Continual learning (CL) has remained a persistent challenge for deep neural networks due to catastrophic forgetting (CF) of previously learned tasks. Several techniques such as weight regularization, experience rehearsal, and parameter isolation have been proposed to alleviate CF. Despite their relative success, these research directions have predominantly remained orthogonal and suffer from several shortcomings, while missing out on the advantages of competing strategies. On the contrary, the brain continually learns, accommodates, and transfers knowledge across tasks by simultaneously leveraging several neurophysiological processes, including neurogenesis, active forgetting, neuromodulation, metaplasticity, experience rehearsal, and context-dependent gating, rarely resulting in CF. Inspired by how the brain exploits multiple mechanisms concurrently, we propose TriRE, a novel CL paradigm that encompasses retaining the most prominent neurons for each task, revising and solidifying the extracted knowledge of current and past tasks, and actively promoting less active neurons for subsequent tasks through rewinding and relearning. Across CL settings, TriRE significantly reduces task interference and surpasses different CL approaches considered in isolation.

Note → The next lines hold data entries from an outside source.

PR #3728, opened 2017-10-20
compare to truth data

tedsharpe:
for now, just prints a false positive rate for intervals, and a false negative and false positive rate for novel adjacencies.  we can beef up the reporting later if it seems useful.

### DIFF
--- a/src/main/java/org/broadinstitute/hellbender/tools/spark/sv/discovery/DiscoverVariantsFromContigAlignmentsSAMSpark.java
+++ b/src/main/java/org/broadinstitute/hellbender/tools/spark/sv/discovery/DiscoverVariantsFromContigAlignmentsSAMSpark.java
@@ -11,6 +11,7 @@ import htsjdk.variant.variantcontext.VariantContextBuilder;
 import htsjdk.variant.vcf.VCFHeader;
 import org.apache.logging.log4j.LogManager;
 import org.apache.logging.log4j.Logger;
+import org.apache.spark.api.java.JavaPairRDD;
 import org.apache.spark.api.java.JavaRDD;
 import org.apache.spark.api.java.JavaSparkContext;
 import org.apache.spark.broadcast.Broadcast;
@@ -26,10 +27,10 @@ import org.broadinstitute.hellbender.engine.filters.ReadFilter;
 import org.broadinstitute.hellbender.engine.filters.ReadFilterLibrary;
 import org.broadinstitute.hellbender.engine.spark.GATKSparkTool;
 import org.broadinstitute.hellbender.exceptions.GATKException;
-import org.broadinstitute.hellbender.tools.spark.sv.StructuralVariationDiscoveryArgumentCollection;
 import org.broadinstitute.hellbender.tools.spark.sv.evidence.EvidenceTargetLink;
 import org.broadinstitute.hellbender.tools.spark.sv.evidence.ReadMetadata;
 import org.broadinstitute.hellbender.tools.spark.sv.utils.*;
+import org.broadinstitute.hellbender.utils.SimpleInterval;
 import org.broadinstitute.hellbender.utils.Utils;
 import org.broadinstitute.hellbender.utils.read.GATKRead;
 import scala.Tuple2;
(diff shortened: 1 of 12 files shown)


src/main/java/org/broadinstitute/hellbender/tools/spark/sv/discovery/DiscoverVariantsFromContigAlignmentsSAMSpark.java
```diff
@@ -174,52 +170,118 @@ public static AlignedContig parseReadsAndOptionallySplitGappedAlignments(final I
...
                                         noveltyTypeAndEvidence._1,
                                         noveltyTypeAndEvidence._2._1,
                                         null,
                                         noveltyTypeAndEvidence._2._2,
-                                        broadcastReference));
+                                        broadcastReference))
+                        .collect();
 
-        List<VariantContext> collectedAnnotatedVariants = annotatedVariants.collect();
+        narlsAndSources.unpersist();
```
TedBrookings: Just since there was the Slack dust-up over .unpersist() vs .destroy(), I want to call to your attention to decide whether you wanted .unpersist() here. I'm still learning Spark and don't have a strong opinion, other than to note I've seen .destroy() crash in the wild, so I'd probably choose .unpersist() and accept the potential memory loss as you have here.

src/main/java/org/broadinstitute/hellbender/tools/spark/sv/discovery/DiscoverVariantsFromContigAlignmentsSAMSpark.java
```diff
@@ -174,52 +170,118 @@ public static AlignedContig parseReadsAndOptionallySplitGappedAlignments(final I
...
+        if ( parameters.truthVCF != null ) {
+            final SVIntervalTree<String> trueBreakpoints =
+                    SVVCFReader.readBreakpointsFromTruthVCF(parameters.truthVCF, sequenceDictionary, parameters.truthIntervalPadding);
+
+            if ( assembledIntervals != null ) {
+                evaluateIntervalsAgainstTruth(assembledIntervals, trueBreakpoints, localLogger);
+            }
+
+            final SVIntervalTree<String> narlyBreakpoints =
+                    readBreakpointsFromNARLs(narlsAndSources.map(Tuple2::_1).collect(), sequenceDictionary, parameters.truthIntervalPadding);
```
TedBrookings: Real minor nitpick: in readBreakpointsFromNARLs and evaluateNARLsAgainstTruth you deviate from camel case, whereas everywhere else you treat "narl" as a camel case word.

src/main/java/org/broadinstitute/hellbender/tools/spark/sv/discovery/DiscoverVariantsFromContigAlignmentsSAMSpark.java
tedsharpe: That had to do with broadcasts.  This is an RDD.

src/main/java/org/broadinstitute/hellbender/tools/spark/sv/utils/SVVCFReader.java
```diff
@@ -0,0 +1,49 @@
...
+                final int start = vc.getStart();
+                switch ( svType ) {
+                    case DEL:
+                    case INV:
+                    case CNV:
+                        breakpoints.put(new SVInterval(contigID,start-padding, start+padding), eventName);
+                        final int end = vc.getEnd();
+                        breakpoints.put(new SVInterval(contigID,end-padding, end+padding), eventName);
+                        break;
+                    case INS:
```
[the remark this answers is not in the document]
tedsharpe: Thank you.

src/main/java/org/broadinstitute/hellbender/tools/spark/sv/discovery/DiscoverVariantsFromContigAlignmentsSAMSpark.java
tedsharpe: Fixed.

src/test/java/org/broadinstitute/hellbender/tools/spark/sv/evidence/FindBreakpointEvidenceSparkUnitTest.java
```diff
@@ -177,23 +180,26 @@ public void readExternalEvidenceTest() {
...
             }
-            try (final BufferedReader actualReader = new BufferedReader(new FileReader(outputFile));
-                 final BufferedReader expectedReader = new BufferedReader(new FileReader(expectedFastqFilePrefix + intervalAndFastqBytes._1()))){
-                final List<String> actualLines = actualReader.lines().collect(Collectors.toList());
-                final List<String> expectedLines = expectedReader.lines().collect(Collectors.toList());
-                Assert.assertEquals(actualLines.size(), expectedLines.size(), "different number of lines");
-                for (int i = 0; i < actualLines.size(); i++) {
-                    Assert.assertEquals(actualLines.get(i), expectedLines.get(i), "difference in fastq line " + (i + 1));
+
+            try ( final BufferedReader actualReader = new BufferedReader(new FileReader(outputFile)) ) {
```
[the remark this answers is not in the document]
tedsharpe: The edge case is that when my brain malfunctions (which is not infrequent), I fail to recall that you can declare multiple resources in a single try-with-resources.  Fixed.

翻译：持续学习（CL）因灾难性遗忘（CF）先前学习任务而始终是深度神经网络的持久挑战。研究者已提出权重正则化、经验重演、参数隔离等多种技术以缓解CF。尽管这些方法取得相对成功，但它们本质上仍保持正交性，存在若干缺陷，并错失了竞争策略的优势。相反，大脑通过同步利用多种神经生理过程——包括神经发生、主动遗忘、神经调节、元可塑性、经验重演和情境依赖性门控，持续学习、适应和迁移跨任务知识，极少出现CF。受大脑并发运用多重机制的启发，我们提出TriRE这一新型CL范式，该范式包含：为每个任务保留最突出神经元、修正并巩固当前与过去任务提取的知识，以及通过回退与重学习主动促进非活跃神经元适应后续任务。在多种CL设置中，TriRE显著减少任务干扰，并超越各类独立考虑的CL方法。